(Task goal): When you reach the line containing "kathryn-willi, line 10: good catch!", begin copying, and keep copying each line exactly until the listing ends.
• • • • • • •
PR #152, opened 2024-08-27
Simple fixes for verification tool

juandlt-csu:
Sometimes the data gets transformed into things that are not what they came in as (come in as df, come out as list) which causes errors when we are updating the data. Those fixes in the verification workflow and function pertain to that.

### DIFF
--- a/src/add_threshold_lines.R
+++ b/src/add_threshold_lines.R
@@ -8,7 +8,7 @@ add_threshold_lines <- function(plot, plot_data, site_arg, parameter_arg) {
     bind_rows()
 
   seasonal_thresholds <- read_csv(here('data', 'qaqc', 'seasonal_thresholds_virridy.csv'), show_col_types = FALSE) %>%
-    #to do: Check to make sure seasonal thresholds csv is not necessary
+    # to do: Check to make sure seasonal thresholds csv is not necessary
     #bind_rows(read_csv(here('data', 'qaqc', 'seasonal_thresholds.csv'), show_col_type = FALSE),
     distinct(site, parameter, season, .keep_all = TRUE) %>%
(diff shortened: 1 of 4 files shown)


src/add_threshold_lines.R
```diff
@@ -7,8 +7,8 @@ add_threshold_lines <- function(plot, plot_data, site_arg, parameter_arg) {
   sensor_thresholds <- yaml::read_yaml(here("data", "qaqc", "sensor_spec_thresholds.yml"))[[parameter_arg]] %>%
     bind_rows()
 
-  seasonal_thresholds <- read_csv(here('data', 'qaqc', 'seasonal_thresholds_virridy.csv'), show_col_types = FALSE) %>%
-    #to do: Check to make sure seasonal thresholds csv is not necessary
+  seasonal_thresholds <- read_csv(here('data', 'qaqc', 'seasonal_thresholds.csv'), show_col_types = FALSE) %>%
```
kathryn-willi, line 10: good catch!

src/add_threshold_lines.R
```diff
@@ -176,14 +176,14 @@ add_threshold_lines <- function(plot, plot_data, site_arg, parameter_arg) {
       # seasonal thresholds
       seasonal_thresholds_quantiles <- unname(quantile(c(seasonal_thresholds$t_mean01, seasonal_thresholds$t_mean99), c(0.1, 0.9)))
 
-      if ((min(site_data$mean, na.rm = TRUE) <= seasonal_thresholds_quantiles[1]) == TRUE){
```
kathryn-willi, line 179: ooo another good catch!

kathryn-willi (approved):
Fumigating those bugs!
• • • • • • •
(Output of the exercise):
kathryn-willi, line 10: good catch!

src/add_threshold_lines.R
```diff
@@ -176,14 +176,14 @@ add_threshold_lines <- function(plot, plot_data, site_arg, parameter_arg) {
       # seasonal thresholds
       seasonal_thresholds_quantiles <- unname(quantile(c(seasonal_thresholds$t_mean01, seasonal_thresholds$t_mean99), c(0.1, 0.9)))
 
-      if ((min(site_data$mean, na.rm = TRUE) <= seasonal_thresholds_quantiles[1]) == TRUE){
```
kathryn-willi, line 179: ooo another good catch!

kathryn-willi (approved):
Fumigating those bugs!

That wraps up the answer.